OtherShrezzing · 2025-11-20T17:07:54 1763658474

It’s subtly incorrect. R/w permissions for example are described incorrectly on some nodes.

mikepurvis · 2025-11-20T17:42:03 1763660523

Then the question becomes, can it incorporate targeted feedback, or is it a oneshot-or-bust affair?

My experience is that ChatGPT is very good at iterating on text (prose, code) but fairly bad at iterating on images. It struggles to integrate small changes, choosing instead to start over from scratch, with wildly different results. Thinking especially here of architectural stuff, where it does a great job laying out furniture in a room, but when I ask it to keep everything the same but change the colour of one piece, it goes completely off the rails.

simonw · 2025-11-20T18:03:38 1763661818

Nano Banana is really good at iterating on images, as shown by the pancake skull example I borrowed from Max Woolf: https://simonwillison.net/2025/Nov/20/nano-banana-pro/#tryin...

I've tried iterating on slides with test on them a bit and it seems to be competent at that too.

spike021 · 2025-11-20T17:55:49 1763661349

I would assume it depends on how it generates the images.

I've used Claude to generate fairly simple icons and launch images for an iOS game and I make sure to have it start with SVG files since those can be defined as code first. This way it's easier to iterate on specific elements of the image (certain shapes need to be moved to a different position, color needs to be changed, text needs an update, etc.).

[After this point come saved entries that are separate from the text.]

PR #4901, opened 2025-08-25
Add TrustedHTML (from @types/trusted-types) to dangerouslySetInnerHTML

azekeprofit:
If you use [DomPurify with TrustedTypes](https://github.com/cure53/DOMPurify?tab=readme-ov-file#what-about-dompurify-and-trusted-types), setting dangerouslySetInnerHTML requires faking the type:

```jsx
<div dangerouslySetInnerHTML={{
   __html: parsed as unknown as string // hacking the type since Preact innerHTML doesn't list TrustedHTML as possible type
}} />
```

### DIFF
--- a/src/index.d.ts
+++ b/src/index.d.ts
@@ -66,7 +66,7 @@ export interface ClassAttributes<T> extends Attributes {
 export interface PreactDOMAttributes {
 	children?: ComponentChildren;
 	dangerouslySetInnerHTML?: {
-		__html: string;
+		__html: string | TrustedHTML;
 	};
 }
 
--- a/package-lock.json
+++ b/package-lock.json
@@ -18,6 +18,7 @@
         "@babel/register": "^7.27.1",
         "@biomejs/biome": "^2.1.2",
         "@types/node": "^18.19.87",
+        "@types/trusted-types": "^2.0.7",
         "@vitest/browser": "^3.2.4",
         "@vitest/coverage-v8": "^3.2.4",
         "babel-plugin-transform-rename-properties": "0.1.0",
@@ -3468,6 +3469,13 @@
       "dev": true,
       "optional": true,
       "peer": true
+    },
+    "node_modules/@types/trusted-types": {
+      "version": "2.0.7",
+      "resolved": "https://registry.npmjs.org/@types/trusted-types/-/trusted-types-2.0.7.tgz",
+      "integrity": "sha512-ScaPdn1dQczgbl0QFTeTOmVHFULt394XJgOQNoyVhZ6r2vLnMLJfBPd53SB52T/3G36VI1/g2MZaX0cwDuXsfw==",
+      "dev": true,
+      "license": "MIT"
     },
     "node_modules/@types/which": {
       "version": "2.0.2",
--- a/package.json
+++ b/package.json
@@ -212,6 +212,7 @@
     "@babel/register": "^7.27.1",
     "@biomejs/biome": "^2.1.2",
     "@types/node": "^18.19.87",
+    "@types/trusted-types": "^2.0.7",
     "@vitest/browser": "^3.2.4",
     "@vitest/coverage-v8": "^3.2.4",
     "babel-plugin-transform-rename-properties": "0.1.0",
--- a/src/dom.d.ts
+++ b/src/dom.d.ts
@@ -2,6 +2,8 @@
 
 import { ClassAttributes, PreactDOMAttributes } from 'preact';
 
+export interface TrustedHTML {}
+
 // Implementations of some DOM events that are not available in TS 5.1
 interface ToggleEvent extends Event {
 	readonly newState: string;


src/index.d.ts
```diff
@@ -66,7 +66,7 @@ export interface ClassAttributes<T> extends Attributes {
 export interface PreactDOMAttributes {
 	children?: ComponentChildren;
 	dangerouslySetInnerHTML?: {
-		__html: string;
+		__html: string | TrustedHTML;
```
rschristian, line 69: Packages listed in `devDependencies` won't be available at runtime, and we won't be adding deps for the sake of types. Can you vendor this type by chance?

Edit: Does this just define a `.toString()` that gets called? I might prefer users calling that manually & passing the result in rather than the `TrustedHTML` object as it'll simplify the types situation.

azekeprofit: Trusted Types are browser DOM API so they will be available at runtime, and one of the few ways they will get it is something like DOMPurify which also uses same @types/trusted-types (which is planned to be integrated into Typescript's lib.dom.ts anyway).

Calling .toString() manually won't work because we need object to be Trusted Type at runtime on sites that are marked as [`Content-Security-Policy: trusted-types`](https://developer.mozilla.org/en-US/docs/Web/HTTP/Reference/Headers/Content-Security-Policy/trusted-types)

azekeprofit: I can fake TrustedHTML like React does [here](https://github.com/DefinitelyTyped/DefinitelyTyped/blob/d65f24c95e732e4b0eadaebf63f5699801a05e59/types/react/global.d.ts#L161), but i don't know where would that go in Preact

rschristian: Trusted Types are available at runtime, the `TrustedHTML` type, which you used above, will not be. That'll be a type error for every single consumer that doesn't happen to have `@types/trusted-types` installed at the moment, which I imagine is most.

> which is planned to be integrated into Typescript's lib.dom.ts anyway

Our TS support is locked at v5.1 for the upcoming Preact 11 release line so we can't rely on this eventually making its way into `lib.dom.ts`. This will have to be vendored.

> Calling `.toString()` manually won't work because we need object to be Trusted Type at runtime on sites that are marked as [Content-Security-Policy: trusted-types](https://developer.mozilla.org/en-US/docs/Web/HTTP/Reference/Headers/Content-Security-Policy/trusted-types)

Gotcha, didn't realize that. Thanks!

rschristian: > I can fake TrustedHTML like React does [here](https://github.com/DefinitelyTyped/DefinitelyTyped/blob/d65f24c95e732e4b0eadaebf63f5699801a05e59/types/react/global.d.ts#L161), but i don't know where would that go in Preact

We have some vendored implementations here: https://github.com/preactjs/preact/blob/f23272c3d7c3e45e6d99f807080ccd802e795045/src/dom.d.ts#L5

Before or after, either works.

azekeprofit: I added empty `TrustedHTML` interface, will this work?

rschristian: An empty interface that isn't imported, so I doubt it? Is the result of DOMPurify assignable to that? It seems like it wouldn't be.

azekeprofit: I was looking into ways to make it work, but this has gone way beyond my Typescript skills.

The simpler/lazier solution would be to simply wait until it gets merged into [lib.dom.ts](https://github.com/microsoft/TypeScript-DOM-lib-generator/pull/1246) and Preact adopts that version.

rschristian: No worries, and thanks for trying! I'll take a look when I can, maybe I can come up with a hack.

> wait until it gets merged into lib.dom.ts and Preact adopts that version.

Unfortunately the minimum supported TS version should only change in a major version, and we've spent almost 6 years on v10... whilst I can't say I know what the future holds, we probably want to find a solution besides telling users to wait for v12 as that might be years away.

rschristian:
Looked into this further tonight & unfortunately you're going to need to cast or patch Preact's types, we can't accommodate this.

We can't vendor the type, as it's a class so they'll never align, and you apparently can't override existing interface properties with module augmentation, so even users can't override it nicely. I don't think there's any other options available.

Going to close this on out, but if you do find a solution, we'd love to have it.

lukewarlow:
`__html: Parameters<DOMParser['parseFromString']>[0]` - it's not pretty but this will at least future proof Preact types, once dom types update you'll get string | TrustedHTML on newer TS.

Provided `Parameters` exists far enough back in TS this should work?

rschristian:
`Parameters` is within our support range, yes. Back to TS 3.1 if their docs are correct

lukewarlow:
This has been partially addressed by #4930 fwiw. Once TS updates (which it should do soon given this is shipped in 2 browsers now) it will take TrustedHTML when you use new TS versions.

FWIW not sure how Nano Banana Pro works though.

fzysingularity · 2025-11-20T19:46:43 1763668003

Claude does image generation in surprising ways - we did a small evaluation [1] of different frontier models for image generation and understanding, and Claude is by far the most surprising in results.

[1] https://chat.vlm.run/showdown

[2] https://news.ycombinator.com/item?id=45996392

vunderba · 2025-11-20T18:23:51 1763663031

You can use targeted feedback - but it's on the user to verify whether the edits were completely localized. In my experience NB mostly tends to make relatively surgical edits but if you're not careful it'll introduce other minute changes.

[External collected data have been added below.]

PR #4904, opened 2025-08-27
refactor (v10): Mirror non-JSX types to the 'preact' namespace

### LINKED ISSUE #4903: Preact 11 backwards compatibility concern
## Context

I am a web component library developer. I provide Preact JSX typings for my web components.
Preact 11 changes the JSX namespace. That will cause my JSX typings to no longer work - I can update them for Preact 11 but I don't think I can support both 10 and 11 with the same file.

## Request

Could you please re-export the HTMLAttributes interface from the JSX namespace (as deprecated if you wish) for one more major release? That will give time for users to update to Preact 11

For an example typings file see dist/types/preact.d.ts in https://www.npmjs.com/package/@esri/calcite-components?activeTab=code
You could use it for compatibility testing if it helps.

rschristian:
Closes #4903
Non-breaking form of #4878

Duplicates our DOM types into a new `dom.d.ts` file (matching v11), exporting them under the Preact namespace (so you can do `import type { HTMLAttributes } from 'preact';`), but maintains back-compat . This will allow library authors to switch to the Preact namespace and keep compatibility with v10 & v11 going forward.

There's obviously some duplication here but unfortunately it's necessary -- turns out you can't label namespace aliases (i.e., `export import ...`) as deprecated. We need to keep the current types where they are so that users are warned they're using deprecated APIs.

### DIFF
--- a/src/jsx.d.ts
+++ b/src/jsx.d.ts
@@ -1635,6 +1635,7 @@ export namespace JSXInternal {
 		itemType?: Signalish<string | undefined>;
 	}
 
+	/** @deprecated Please import from the Preact namespace instead */
 	type HTMLAttributeReferrerPolicy =
 		| ''
 		| 'no-referrer'
@@ -1646,6 +1647,7 @@ export namespace JSXInternal {
 		| 'strict-origin-when-cross-origin'
 		| 'unsafe-url';
 
+	/** @deprecated Please import from the Preact namespace instead */
 	type HTMLAttributeAnchorTarget =
 		| '_self'
 		| '_blank'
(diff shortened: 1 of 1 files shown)


src/jsx.d.ts
```diff
@@ -88,2621 +41,468 @@ export namespace JSXInternal {
...
-			| 'getPropertyPriority'
-		>]?: string | number | null | undefined;
-	};
-	export type AllCSSProperties = {
-		[key: string]: string | number | null | undefined;
-	};
-	export interface CSSProperties extends AllCSSProperties, DOMCSSProperties {
-		cssText?: string | null;
-	}
+	export import DOMCSSProperties = preact.DOMCSSProperties;
```
rschristian: Whilst I'd like to add `@deprecated` jsdoc comments here to steer folks to the Preact namespace, turns out you can't: `export import` forwards on the comments of the type, it itself cannot be directly annotated.

rschristian: Update: This might be a bug/missing feature in TS, `export import` specifically is missing this functionality at the moment

maxpatiiuk:
Hi
Do you know when this change will be available on npm for preact@10?

rschristian:
Next time we cut a release, but when that happens is TBD. We don't schedule things.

And that point you can either start over or just feather/mask with the original in any Photoshop type application.

gpmcadam · 2025-11-20T17:14:32 1763658872

None of it was accurate.

But boy was it beautiful.

Kiro · 2025-11-20T21:03:48 1763672628

Funny thing to say considering the author of Datasette himself says it's accurate.

cubefox · 2025-11-21T07:49:09 1763711349

It would be great if Google could make SynthID openly available so OpenAI etc could also implement it. Then websites like Facebook, or even local browsers, could implement an "AI warning".

fudged71 · 2025-11-20T17:26:05 1763659565

I’ve been really excited for you infographic generation. Previous models from Google and openAI had very low detail/resolution for these things.

I’ve found in general that the first generation may not be accurate but a few rolls of the dice and you should have enough to pick a style and format that works, which you can iterate on.

nrhrjrjrjtntbt · 2025-11-20T21:40:00 1763674800

Game changer for architecture diagrams.

energy123 · 2025-11-21T01:55:00 1763690100

I'm finding it bad at instruction following for architectural specs (physical not software), where you tell it what goes where, and it ignores you and does some average-ish thing it's seen before. It looks visually appealing though.

ndkap · 2025-11-20T18:56:17 1763664977

Did you check if the SynthID works when you edit the photos with filters like GrayScale?